J Korean Soc Radiol.  2019 Nov;80(6):1241-1246. 10.3348/jksr.2019.80.6.1241.

Intractable Headache Related to Intraventricular Glioblastoma: A Case Report and Literature Review

Affiliations
  • 1Department of Medicine, Graduate School, Kyung Hee University, Seoul, Korea.
  • 2Department of Radiology, Kyung Hee University Hospital, Kyung Hee University College of Medicine, Seoul, Korea. bandilee@khu.ac.kr

Abstract

Although various neoplasms may develop in the ventricular system, glioblastomas are rare. An 80-year-old woman visited our hospital with intractable headache related to a right ventricular large mass, which exhibited heterogeneous enhancement involving the body, trigone, and occipital horn of the right lateral ventricle on MRI. The mass was diagnosed as glioblastoma multiforme on surgical pathology. Herein, the authors present a case and review the existing literature with regarding to incidence, pathophysiology, prognostic factors, imaging and pathologic findings of intraventricular glioblastoma multiforme.


MeSH Terms

Aged, 80 and over
Animals
Female
Glioblastoma*
Headache
Headache Disorders*
Horns
Humans
Incidence
Lateral Ventricles
Magnetic Resonance Imaging
Pathology, Surgical

Figure

  • Fig. 1 Intraventricular glioblastoma multiforme in an 80-year-old woman, presenting with intractable headache.

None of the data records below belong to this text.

PR #287, opened 2020-11-30
New structurizer: now with ∞% more φ!

eddyb:
Not sure this is ready, but it seems to handle everything I've thrown at it.

In an effort to test it, I came up with this silly example:
<details>
<summary>(click to open example code + graph rendering)</summary>

```rust
pub fn marker() {}

pub fn shortcircuit_and(a: bool, b: bool) {
    if a && b {
        marker();
    }
}

pub fn nested_while_loop(a: bool, b: bool) {
    while a {
        let mut i = 0;
        loop {
            marker();
            match i {
                0 | 1 | 2 | 4 => {}
                5 => break,
                _ => continue,
            }
            marker();
            i += 1;
        }
        if a & b {
            break;
        }
        if a | b {
            return;
        }
        while b {
            marker();
        }
    }
}
```

[](http://build.lyken.rs/~eddy/tmp/8Ng3/_.svg)

</details>

I was inspired by the loop-specific solution of "threading all exits through one `break` (with a tag indicating which to take when *outside* the loop)" and tried to extend it to handle non-structural acyclic branches as well - the result is this PR.

You can see all the `OpPhi`s, which are used to decide whether a "deferred exit" executes, when it's finally "fully accounted for" (or "owned"? not sure what the best terminology is) by a "region".

Most of the implementation is a SEME -> SESE propagation (with the aforementioned "deferred exits"), which is then used to handle both acyclic and cyclic "regions".

### DIFF
--- a/crates/rustc_codegen_spirv/src/linker/mod.rs
+++ b/crates/rustc_codegen_spirv/src/linker/mod.rs
@@ -7,6 +7,7 @@ mod duplicates;
 mod import_export_link;
 mod inline;
 mod mem2reg;
+mod new_structurizer;
 mod simple_passes;
 mod structurizer;
 mod zombies;
@@ -26,6 +27,7 @@ pub struct Options {
     pub inline: bool,
     pub mem2reg: bool,
     pub structurize: bool,
+    pub use_new_structurizer: bool,
 }
 
 fn id(header: &mut ModuleHeader) -> Word {
@@ -136,7 +138,11 @@ pub fn link(sess: &Session, mut inputs: Vec<Module>, opts: &Options) -> Result<M
 
     let mut output = if opts.structurize {
         let _timer = sess.timer("link_structurize");
-        structurizer::structurize(sess, output)
+        if opts.use_new_structurizer {
+            new_structurizer::structurize(output)
+        } else {
+            structurizer::structurize(sess, output)
+        }
     } else {
         output
     };
--- a/crates/rustc_codegen_spirv/src/linker/simple_passes.rs
+++ b/crates/rustc_codegen_spirv/src/linker/simple_passes.rs
@@ -44,8 +44,18 @@ pub fn block_ordering_pass(func: &mut Function) {
             .iter()
             .find(|b| b.label_id().unwrap() == current)
             .unwrap();
+        let mut edges = outgoing_edges(current_block);
+        // HACK(eddyb) treat `OpSelectionMerge` as an edge, in case it points
+        // to an otherwise-unreachable block.
+        if let Some(before_last_idx) = current_block.instructions.len().checked_sub(2) {
+            if let Some(before_last) = current_block.instructions.get(before_last_idx) {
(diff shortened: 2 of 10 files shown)


crates/rustc_codegen_spirv/src/linker/mod.rs
```diff
@@ -136,7 +137,11 @@ pub fn link(sess: &Session, mut inputs: Vec<Module>, opts: &Options) -> Result<M
 
     let mut output = if opts.structurize {
         let _timer = sess.timer("link_structurize");
-        structurizer::structurize(sess, output)
+        if false {
```
khyperia, line 140: `if env::var("OLD_STRUCTURIZER").is_ok()` >:)

or replace the old structurizer, not sure if this is intended to be a replacement or not?

crates/rustc_codegen_spirv/src/linker/simple_passes.rs
```diff
@@ -70,6 +80,7 @@ pub fn block_ordering_pass(func: &mut Function) {
     assert_eq!(func.blocks[0].label_id().unwrap(), entry_label);
 }
 
+// FIXME(eddyb) use `Either`, `Cow`, and/or `SmallVec`.
```
khyperia, line 83: :+1: :white_check_mark: :ok: :100:

khyperia (commented):
I do not believe I am qualified to review `new_structurizer.rs`, nor am I going to try to other than a quick glance-over, because wow okay that's a lot of algorithm. Other than that, though, I think this is good to merge! (not hitting the approve button because mergify scares me)

crates/rustc_codegen_spirv/src/linker/mod.rs
VZout: I mean it looks like this is better in everyway might as well delete my work? or rename mine to `old_structurizer` and this new one to `structurizer` if you want compare it if we run into issues with the new one.

VZout (approved):
I assume cargo test was successful. Seems way better than my code& algorithm. Haven't ran spirv-cfg to see if I can see any weird things.

crates/rustc_codegen_spirv/src/linker/simple_passes.rs
DJMcNab: `Either<Cow, SmallVec>`

crates/spirv-builder/src/test/basic.rs
```diff
@@ -97,11 +97,7 @@ OpFunctionEnd"#,
     );
 }
 
-// TODO: While the "checked sub is not implemented yet" issue is fixed and so this repro should be
-// fixed, a further underlying issue gets triggered instead, which is that the current structurizer
-// doesn't handle this case. Remove `#[ignore]` once fixed.
 #[test]
-#[ignore]
```
khyperia, line 104: heck yee, love yeeting `#[ignore]`s

khyperia (approved):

A, B. CT images showing a multilobulated, large mass with heterogeneous enhancement in the right parietooccipital area. The mass extends downward along the body, trigone, and occipital horn of the ipsilateral lateral ventricle on axial (A) and coronal (B) images. C, D. Axial (C) and coronal (D) MR images reveal that the heterogeneously enhancing mass is located from the body to occipital horn of right lateral ventricle. A tentorial meningioma is found by chance (D). E. Histopathology shows nuclear polymorphism with several multinucleated giant cells and high degree of cellularity (hematoxylin-eosin staining, × 200). F. Immunohistochemical staining of the histopathology shows positive results for glial fibrillary acidic protein (× 200).